Notch succeeded in creating an absolute clusterfuck of an ISA in his new game - unkoman
http://fail0verflow.com/blog/2012/dcpu-16-review.html

======
kylemaxwell
I am amazed at all the passion that 0x10c has generated, whether among folks
who have immediately started implementing VMs, assemblers, compilers, and
such, or among folks who dislike Notch for whatever reason, not to mention
everyone else in between.

The headline here, incidentally, is a little inflammatory and doesn't reflect
the article's polite and technical tone. That's unfortunate, because the
article itself is worthy of a read.

------
wglb
unkoman, don't editorialize headlines.

Who says that all new architectures must be easy targets of C? Perhaps this is
part of the fun.

I am convinced that alternatives to C will produce much more compact programs.

I am enjoying the rash of assemblers, compilers, emulators that this
architecture has generated.
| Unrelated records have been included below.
PR #1243, opened 2020-02-06
fix duplicate selector and duplicate slot ids in local mock

rossfauldsbjss:
No MES number for this. Just a quick fix of a couple of issues noticed after multiple PRs have been merged in.

1.  WRTC - vehicle checks button styling affected by test report changes. Fix was to de-duplicate the selector on the Test Report page.
2. When serving locally, we had multiple test slots with the same slotID resulting in their status all being the same (e.g Resume etc).

## Checklist

- [X] Branch is rebased against the latest develop
- [X] Code has been tested manually


src/pages/test-report/cat-d/components/vehicle-checks/vehicle-checks.cat-d.ts
```diff
@@ -17,7 +17,7 @@ interface ComponentState {
 }
 
 @Component({
-  selector: 'vehicle-checks-cat-d',
+  selector: 'vehicle-checks-test-report-cat-d',
```
szabikr, line 20: Can we change the file and the class name as well?

rossfauldsbjss: Good point. I'll change that now.

Cullima (approved):

faggc (approved):

TomBillingtonUK (approved):

PR #1271, opened 2020-02-11
Consolidating a number of UI tests into the full journeys to reduce execution times

andrew-lai-bjss:
Consolidated a number of tests by moving assertions into the full journey scenarios, reducing the number of tests and therefore the execution time but retaining the test assertions.

Also fixed validation UI checks issue due to page updates.


rossfauldsbjss (approved):
looks good

mgoldson (approved):

turonekt (approved):

PR #1277, opened 2020-02-12
remove NA option

rossfauldsbjss:
Show me questions for Cat C and sub categories appear with N/A as an option.
This can be chosen and a driving fault allocated it against it.

The fix is to remove N/A as an option for Cat C and subcats

## Checklist


TomBillingtonUK (approved):

amobarak:
Would be worth getting rid of it in the `cy.json` and `en.json` files too

Cullima (approved):

PR #1292, opened 2020-02-13
MES-4670, MES-4509 - feat(SafetyAndBalanceChecks): fully implement Safety and Balance chec…

AndyPerryKainos:
Fully implement Safety and Balance checks for Cat A Mod 2

## Checklist

## Screenshots (optional)
IMG_0005
IMG_0006
IMG_0007
IMG_0008
IMG_0009


faggc (approved):

src/shared/constants/balance-questions.cat-a-mod2.constants.ts
```diff
@@ -1,23 +1,22 @@
 import { VehicleChecksQuestion } from '../../providers/question/vehicle-checks-question.model';
 
-// TODO - PREP-AMOD2: Add balance questions (MES-4670)
 export default [
   {
-    code: 'T01',
+    code: 'Q01',
```
TomBillingtonUK: There have been discussions on other categories where we shouldn't have leading zeros in the questions so it should be Q1, Q2 ... Can you double check if we should or shouldn't here

TomBillingtonUK (approved):
Looks good, just one query on leading zeros

src/shared/constants/balance-questions.cat-a-mod2.constants.ts
AndyPerryKainos: Who is the best person to make this decision?

AndyPerryKainos:
Clarification from Matt Murray:
- Leading zeros removed
- Balance question code prefix is "BQ"
- Safety question code prefix is "SQ"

It is tickling an key aspect of hacking that has
been underrepresented here on HN.

------
willvarfar
Hmm not convinced its so bad.

The 16bit-ness seems hardly a problem.

The overflow thing seems a hassle.

Forth cries out.

Lets remember what this CPU will be used for - it'll be a way for the
programmers to optimise their space-ships, and everyone else will have to cut-
n-paste the scripts they find out there.

So someone port factor...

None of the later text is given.